Choosing between Looker and Sisense depends on your organizational priorities and data culture. If you want strong centralized governance, a single semantic layer, and a development workflow that emphasizes code-quality, version control, and consistency across the analytics stack, Looker is typically the better fit. If your goal is rapid data preparation, multi-source data blending, strong embedding capabilities, and a flexible deployment model that can accommodate on-premises or private clouds, Sisense often provides a more immediate path to delivering analytics within products and across diverse data sources. In many cases, the decision comes down to how your analytics team collaborates with data engineering, how you measure metrics, and how quickly you need to deliver embeddable analytics to business users or customers.
LookML is a declarative modeling language used by Looker to define metrics, dimensions, and relationships in a centralized semantic layer. Elasticube, used by Sisense, is a data modeling and caching engine that blends data from multiple sources and accelerates queries.
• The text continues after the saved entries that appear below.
PR #2405, opened 2019-01-17
JBPM-7613: case modeler - fix toolbar buttons

xiezhang7:


kiereleaseuser3:

xiezhang7:
ok to test

romartin:
ok to test

romartin:

kie-wb-common-stunner/kie-wb-common-stunner-sets/kie-wb-common-stunner-case-mgmt/kie-wb-common-stunner-case-mgmt-client/src/main/java/org/kie/workbench/common/stunner/cm/client/toolbar/command/CaseManagementClearToolbarCommand.java
```diff
@@ -0,0 +1,38 @@
...
+import org.kie.workbench.common.stunner.core.client.i18n.ClientTranslationService;
+import org.kie.workbench.common.stunner.core.client.session.command.impl.ClearSessionCommand;
+import org.kie.workbench.common.stunner.core.util.DefinitionUtils;
+
+@Dependent
+@CaseManagementEditor
+public class CaseManagementClearToolbarCommand extends ClearToolbarCommand {
+
+    @Inject
+    public CaseManagementClearToolbarCommand(DefinitionUtils definitionUtils,
```
romartin: This bean is not really necessary - test deleting it, I think it will work anyway as expected.  Lemme give you some quick explanation:

- The toolbar is actually loading the `ClearToolbarCommand`, so the clear button in all domains will appear (BPMN, CM,etc)
- The implementation for [ClearToolbarCommand](https://github.com/kiegroup/kie-wb-common/blob/master/kie-wb-common-stunner/kie-wb-common-stunner-client/kie-wb-common-stunner-widgets/src/main/java/org/kie/workbench/common/stunner/client/widgets/toolbar/command/ClearToolbarCommand.java) already takes a `ManagedInstance<ClearSessionCommand>` as an argument, and if you [look at the implementation](https://github.com/kiegroup/kie-wb-common/blob/master/kie-wb-common-stunner/kie-wb-common-stunner-client/kie-wb-common-stunner-widgets/src/main/java/org/kie/workbench/common/stunner/client/widgets/toolbar/command/AbstractToolbarCommand.java#L61), this is because it obtain the right instance, if any, for each domain, otherwise it uses the default one

So this is why there is not need to override this class only to use a different `ClearSessionCommand`, as if your custom instance is being annotated with the `@CaseManagementEditor`, it will use it.

kie-wb-common-stunner/kie-wb-common-stunner-sets/kie-wb-common-stunner-case-mgmt/kie-wb-common-stunner-case-mgmt-client/src/main/java/org/kie/workbench/common/stunner/cm/client/session/command/impl/CaseManagementClearSessionCommand.java
```diff
@@ -0,0 +1,40 @@
...
+import org.kie.workbench.common.stunner.core.client.canvas.AbstractCanvasHandler;
+import org.kie.workbench.common.stunner.core.client.command.CanvasCommandFactory;
+import org.kie.workbench.common.stunner.core.client.command.SessionCommandManager;
+import org.kie.workbench.common.stunner.core.client.session.Session;
+import org.kie.workbench.common.stunner.core.client.session.command.impl.ClearSessionCommand;
+import org.kie.workbench.common.stunner.core.client.session.command.impl.ClearSessionCommandExecutedEvent;
+
+@Dependent
+@CaseManagementEditor
+public class CaseManagementClearSessionCommand extends ClearSessionCommand {
```
romartin: mmm if I'm correct, you only need to create this class because of you need to inject a different `CanvasCommandFactory` rather than the default one, right?

In that case, this implementation is fine... but we could try to improve it. Soo looking at my review comment in the `CaseManagementClearToolbarCommand` class, where it explains how at runtime it injects the right (CD)) instance based on each domain, could you please see if it's possible to improve the actual `ClearSessionCommand` (or whatever parent) in order to, instead of injecting a `CanvasCommandFactory`, it injects a `ManagedInstance<CanvasCommandFactory>`, so at runtime it looks for the right instance based on the annotations. 

This way there will be no need to create this class anymore. WDYT?

kie-wb-common-stunner/kie-wb-common-stunner-sets/kie-wb-common-stunner-case-mgmt/kie-wb-common-stunner-case-mgmt-client/src/main/java/org/kie/workbench/common/stunner/cm/client/command/CaseManagementClearCommand.java
```diff
@@ -0,0 +1,54 @@
...
+import org.kie.workbench.common.stunner.core.graph.content.view.View;
+
+public class CaseManagementClearCommand extends ClearCommand {
+
+    String rootUUID;
+    Shape rootShape;
+
+    @Override
+    protected AbstractCanvasCommand newCanvasCommand(AbstractCanvasHandler context) {
+        rootUUID = context.getDiagram().getMetadata().getCanvasRootUUID();
```
romartin: doing these initialization (`rootUUID`, `rootShape`) on the newCanvasCommand results a bit tricky... isn't it?

kie-wb-common-stunner/kie-wb-common-stunner-sets/kie-wb-common-stunner-case-mgmt/kie-wb-common-stunner-case-mgmt-client/src/main/java/org/kie/workbench/common/stunner/cm/client/command/CaseManagementCanvasCommandFactory.java
```diff
@@ -49,6 +49,22 @@ public CaseManagementCanvasCommandFactory(final ManagedInstance<ChildrenTraverse
               viewTraverseProcessors);
     }
 
+    @SuppressWarnings("unchecked")
+    public static int getChildIndex(final Node parent,
```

The core distinction is that LookML emphasizes governance, code-based collaboration, and a single source of truth, while Elasticube emphasizes rapid data preparation, multi-source blending, and in-memory acceleration for faster ad-hoc dashboards.
Looker is primarily a cloud-native platform with strong integration to cloud data warehouses and data services, though it can connect to on-prem data via gateways. Sisense offers more deployment flexibility, including on-premises and various cloud options, enabling organizations with data residency or governance requirements to run analytics in a controlled environment while still delivering embeddable analytics. Your choice may hinge on your regulatory constraints, data latency expectations, and IT preferences for managed vs. self-hosted infrastructure.
Looker embeds analytics using the Looker Embed API, with options for SSO, custom UI, and secure access control integrated into the host application. Sisense emphasizes embedding through embeddable widgets and apps, offering white-labeled analytics that can be integrated into software products or customer portals. In both cases, embedding is designed to preserve the original platform’s governance, authentication, and data access controls, but the integration patterns and tooling reflect each platform’s emphasis: Looker on governance and API-driven integration, Sisense on rapid, customizable embed experiences for product teams.